Assignment: Would you print all of the entries word for word?
━━━━
PR #2573, opened 2021-02-01
Fix log latency metric 1/2

kostaspap:
## Background

* While working on  https://github.com/panther-labs/panther-enterprise/issues/1753 I identified a bug: If in the same Lambda invocation we had multiple metrics with different dimension values, only one dimension value would be output to output. The issue would cause one of the tests added in this PR(`multiple dimension values`)  to fail.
━━━━
Finished exercise:
PR #2573, opened 2021-02-01
Fix log latency metric 1/2

kostaspap:
## Background

* While working on  https://github.com/panther-labs/panther-enterprise/issues/1753 I identified a bug: If in the same Lambda invocation we had multiple metrics with different dimension values, only one dimension value would be output to output. The issue would cause one of the tests added in this PR(`multiple dimension values`)  to fail.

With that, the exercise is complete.